What to Say to Yourself When You’re Overthinking
Here are a few mantras I use when I catch myself spiraling:
- “Done is better than perfect.”
- “It’s okay if this is messy.”
- “I can always change my mind later.”
- “There is no perfect option—just the one I choose.”
- “Overthinking is a habit, not a personality trait.”
- “Future Me needs movement, not perfection.”
Say them out loud. Put them on sticky notes. Use them as pattern interrupters.
Conclusion: You’re Not Indecisive—You Just Need a Better Way to Choose
If every decision feels like a mountain, I promise: it’s not a personal flaw. It’s your ADHD brain trying to protect you from overwhelm, judgment, and uncertainty.

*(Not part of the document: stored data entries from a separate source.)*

Issue #754, opened 2020-11-03
Molden file loading


fockeke:
Loading Molden files is a feature that I use a lot. I have now run into an problem. The Molden program reads the different inputs in any order. Because of this, programs like Dalton write them in any order. However, PySCF expects them in a certain order, at least to a certain degree. PySCF cannot read Molden files where the [Atoms] section comes after the [GTO] section.
This problem is reproducible with any Molden file by switching the sections around.

PR #757, opened 2020-11-09
Molden file loading

fockeke:
MOs and GTOs are enforced to be read after Atoms. This allows the file to have any order. See #754 
The sections are stored in a dictionary.

Additionally, Dalton does write MO coefficients below a certain threshold. Therefore, the value zero has to be added for them. Otherwise the creation of numpy arrays fails.

### DIFF
--- a/pyscf/tools/molden.py
+++ b/pyscf/tools/molden.py
@@ -210,6 +210,8 @@ def _parse_gto(lines, envs):
 # * Do not use iter() here. Python 2 and 3 are different in iter()
     def read_one_bas(lsym, nb, fac=1):
         fac = float(fac)
+        if fac == float(0):
+            fac = float(1)
         bas = [lib.param.ANGULARMAP[lsym.lower()],]
         for i in range(int(nb)):
             dat = _d2e(next(lines_iter)).split()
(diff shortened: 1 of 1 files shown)


fockeke:
The official info about the molden format says, that the factor for GTOs is deprecated. Maybe this is the reason for the NWChem developers to set the factor to zero, when NWChem writes molden files.
PySCF still reads the factor and uses it in calculations. I do not know, whether this serves a purpose right now. Because 0 never makes sense as a factor and results in a division by zero error, I check for the factor being 0 and set it to the default value of 1 if it actually is 0.

sunqm:
The original implementation was based on certain specific samples obtained from
maybe molpro or other code. The GTO factor was not considered carefully there.
This update looks reasonable to me. 

On Thu, Nov 19, 2020 at 03:14:22AM -0800, fockeke wrote:
> The official info about the molden format says, that the factor for GTOs is deprecated. Maybe this is the reason for the NWChem developers to set the factor to zero, when NWChem writes molden files.
> PySCF still reads the factor and uses it in calculations. I do not know, whether this serves a purpose right now. Because 0 never makes sense as a factor and results in a division by zero error, I check for the factor being 0 and set it to the default value of 1 if it actually is 0.
> 
> -- 
> You are receiving this because you commented.
> https://github.com/pyscf/pyscf/pull/757#issuecomment-730302811

--

Issue #773, opened 2020-12-01
DeprecationWarning in imp.py


mbarbry:
Hi,

running some tests, I got the following DeprecationWarning. Any reason to not fix this?

    /media/marc-pc/HDD1/programs/pyscfMain/pyscf/pyscf/__init__.py:71: in <module>
        from pyscf import lib
    /media/marc-pc/HDD1/programs/pyscfMain/pyscf/pyscf/lib/__init__.py:24: in <module>
        from pyscf.lib import numpy_helper
    /media/marc-pc/HDD1/programs/pyscfMain/pyscf/pyscf/lib/numpy_helper.py:27: in <module>
        from pyscf.lib import misc
    /media/marc-pc/HDD1/programs/pyscfMain/pyscf/pyscf/lib/misc.py:25: in <module>
        import imp
    _ _ _ _ _ _ _ _ _ _ _ _ _ _ _ _ _ _ _ _ _ _ _ _ _ _ _ _ _ _ _ _ _ _ _ _ _ _ _ _ _ _ _ _ _ _ _ _ _ _ _ _ _ _ _ _ _ _ _

        """This module provides the components needed to build your own __import__
        function.  Undocumented functions are obsolete.
        
        In most cases it is preferred you consider using the importlib module's
        functionality over this module.
        
        """
        # (Probably) need to stay in _imp
        from _imp import (lock_held, acquire_lock, release_lock,
                          get_frozen_object, is_frozen_package,
                          init_frozen, is_builtin, is_frozen,
                          _fix_co_filename)
        try:
            from _imp import create_dynamic
        except ImportError:
            # Platform doesn't support dynamic loading.
            create_dynamic = None
        
        from importlib._bootstrap import _ERR_MSG, _exec, _load, _builtin_from_name
        from importlib._bootstrap_external import SourcelessFileLoader
        
        from importlib import machinery
        from importlib import util
        import importlib
        import os
        import sys
        import tokenize
        import types
        import warnings
        
    >   warnings.warn("the imp module is deprecated in favour of importlib; "
                      "see the module's documentation for alternative uses",
                      DeprecationWarning, stacklevel=2)
    E   DeprecationWarning: the imp module is deprecated in favour of importlib; see the module's documentation for alternative uses

    /home/marc-pc/anaconda3/lib/python3.8/imp.py:31: DeprecationWarning

fishjojo:
`imp.lock_held()` is used. I guess this is only relevant for python2.

[...]

PR #777, opened 2020-12-07
import imp now compatible with python 3

mbarbry:
Solves issue https://github.com/pyscf/pyscf/issues/773.


mbarbry:
Dear @sunqm,

these changes are ready. They are just some minor corrections for Python3 supports.

PR #810, opened 2021-01-27
Update Libxc to version 5.1.2

susilehtola:
Libxc 5.1.2 is a huge upgrade, bringing 

- loads of new functionals like r2SCAN
- 4th order derivatives for all functionals,  and 
- improved numerical stability for especially range-separated functionals


susilehtola:
Thanks Qiming!

PR #815, opened 2021-02-02
Locally alias time functions in logger

### LINKED ISSUE #814: Importing pyscf.lib.logger breaks time reporting
Since https://github.com/pyscf/pyscf/commit/aec4b6f5125345afd26f263e7f8224505f451bfb whenever you import `pyscf.lib.logger` on python >=3.8 the reported time by anything that relies on system time no longer returns the correct time. You can see this most clearly with something like:

```python3
from datetime import date
print(date.today())
from pyscf.lib import logger
print(date.today())
```

The cause of this is that setting `time.time` to be `time.process_time` is incorrect and breaks any function that relies on getting system time (which includes most of the datetime module). Overriding members in a stdlib module have global impact and will break others code in unexpected ways.

mtreinish:
This commit changes how the compatibility aliasing is done in the
pyscf logger. To accommodate differing time APIs the module was
previously overriding methods in stdlib time to accommodate changes in
behavior between python 2.x and newer version of python 3.x. However,
changing functions and overriding methods in an external module
(especially a stdlib module) is problematic and can break other
people's code using pyscf depending on documented behavior of the
external libraries. To fix this and not cause unexpected side effects
for users this changes how this compatibility aliasing is done, it uses
a local alias in the module and sets things to call the correct method
depending on the python version.

Fixes #814

### DIFF
--- a/pyscf/adc/radc.py
+++ b/pyscf/adc/radc.py
@@ -19,7 +19,7 @@
 '''
 Restricted algebraic diagrammatic construction
 '''
-import time
+
 import numpy as np
 import pyscf.ao2mo as ao2mo
 from pyscf import lib
@@ -35,7 +35,7 @@ def kernel(adc, nroots=1, guess=None, eris=None, verbose=None):
     if adc.method not in ("adc(2)", "adc(2)-x", "adc(3)"):
        raise NotImplementedError(adc.method)
 
-    cput0 = (time.clock(), time.time())
+    cput0 = (logger.process_clock(), logger.perf_counter())
     log = logger.Logger(adc.stdout, adc.verbose)
     if adc.verbose >= logger.WARN:
         adc.check_sanity()
--- a/pyscf/adc/radc_ao2mo.py
+++ b/pyscf/adc/radc_ao2mo.py
@@ -20,7 +20,7 @@ import numpy as np
 import pyscf.ao2mo as ao2mo
 from pyscf import lib
 from pyscf.lib import logger
-import time
+
 import h5py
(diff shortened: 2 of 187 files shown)


sunqm:
Could you resubmit the patch to branch 2.0? thanks!

On Tue, Feb 02, 2021 at 06:29:31AM -0800, Matthew Treinish wrote:
> This commit changes how the compatibility aliasing is done in the
> pyscf logger. To accommodate differing time APIs the module was
> previously overriding methods in stdlib time to accommodate changes in
> behavior between python 2.x and newer version of python 3.x. However,
> changing functions and overriding methods in an external module
> (especially a stdlib module) is problematic and can break other
> people&#39;s code using pyscf depending on documented behavior of the
> external libraries. To fix this and not cause unexpected side effects
> for users this changes how this compatibility aliasing is done, it uses
> a local alias in the module and sets things to call the correct method
> depending on the python version.
> 
> Fixes #814
> 
>   https://github.com/pyscf/pyscf/pull/815
> 
> -- Commit Summary --
> 
>   * Locally alias time functions in logger
> 
> -- File Changes --
> 
>     M pyscf/lib/logger.py (22)
> 
> -- Patch Links --
> 
> https://github.com/pyscf/pyscf/pull/815.patch
> https://github.com/pyscf/pyscf/pull/815.diff
> 
> -- 
> You are receiving this because you are subscribed to this thread.
> https://github.com/pyscf/pyscf/pull/815

--

mtreinish:
Superseded by #817

PR #829, opened 2021-03-02
Molden: transpose missing

fockeke:
The checks for the functionality provided by molden.py no longer fail.
Thanks for merging and the improvements!


fockeke:
Fixed by 6f8aab8 in a better way.

PR #833, opened 2021-03-05
Example on how to restructure the examples directory

susilehtola:
As was just discussed on Slack, it'd be good to refactor the examples in a way that they can be included verbatim in the user documentation. This means removing any redundant, lower-level entries in the example code so that the example can focus on the task at hand.

The way I see this is that the first examples discuss the `gto` module and show how to build molecules in PySCF. Next, in the SCF examples, the code can just `import` the molecules from the `gto` examples, and discuss how to set up SCF calculations. Similarly, in MP2 and CC examples, the HF calculation can be `import`ed from the SCF example, so the only code that is necessary is the bit to do the MP2/CC calculation.

The benefits of this approach are that

-  the example codes will be more focused on the task at hand,
-  they'll become shorter so they'll easily fit in a PDF manual,
-  there'll be no code duplication between the PySCF examples and the user manual,
-  the examples in the manual will be included in the continuous integration tests, and
-  the users can easily run the examples in the manual just by running the PySCF example file.

### DIFF
--- a/examples/scf/00-simple_hf.py
+++ b/examples/scf/00-simple_hf.py
@@ -11,29 +11,13 @@ A simple example to run HF calculation.
 '''
 
 import pyscf
+from systems import mol_HF_ccpvdz
 
-mol = pyscf.M(
-    atom = 'H 0 0 0; F 0 0 1.1',  # in Angstrom
-    basis = 'ccpvdz',
-    symmetry = True,
-)
-
-myhf = mol.HF()
+myhf = mol_HF_ccpvdz.HF()
 myhf.kernel()
-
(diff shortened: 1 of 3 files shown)


januseriksen:
This looks like a great solution, @susilehtola!

susilehtola:
Well yes, but we sort of agreed on Slack it's best to not modularize the examples and instead keep them the way they are; even if this means that the user docs have code snippets that aren't tested..

januseriksen:
I guess that's a valid point as well.
(how does one get on the PySCF Slack channel btw?)

PR #838, opened 2021-03-11
allow smearing for molecules

fishjojo:


pyscf/scf/addons.py
```diff
@@ -26,12 +26,16 @@
 from pyscf.gto import mole
 from pyscf.lib import logger
 from pyscf.scf import hf
+from pyscf.pbc.scf import addons as pbcaddons
```
sunqm, line 29: define smearing function and make a lazy import inside the function. PBC module has complicated module dependencies. import at scf module level may break "import scf"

You’re not broken. You’re not too much. You’re just wired to process decisions differently—and that means you need:
- Fewer options
- Lower pressure
- Simple defaults
- Self-trust over perfection
- And lots of practice without shame
Start with one:
- Pick a default dinner
- Use a two-minute timer
- Say “this is good enough for now”
You don’t need to overthink every path.
Sometimes the best decision is just making one.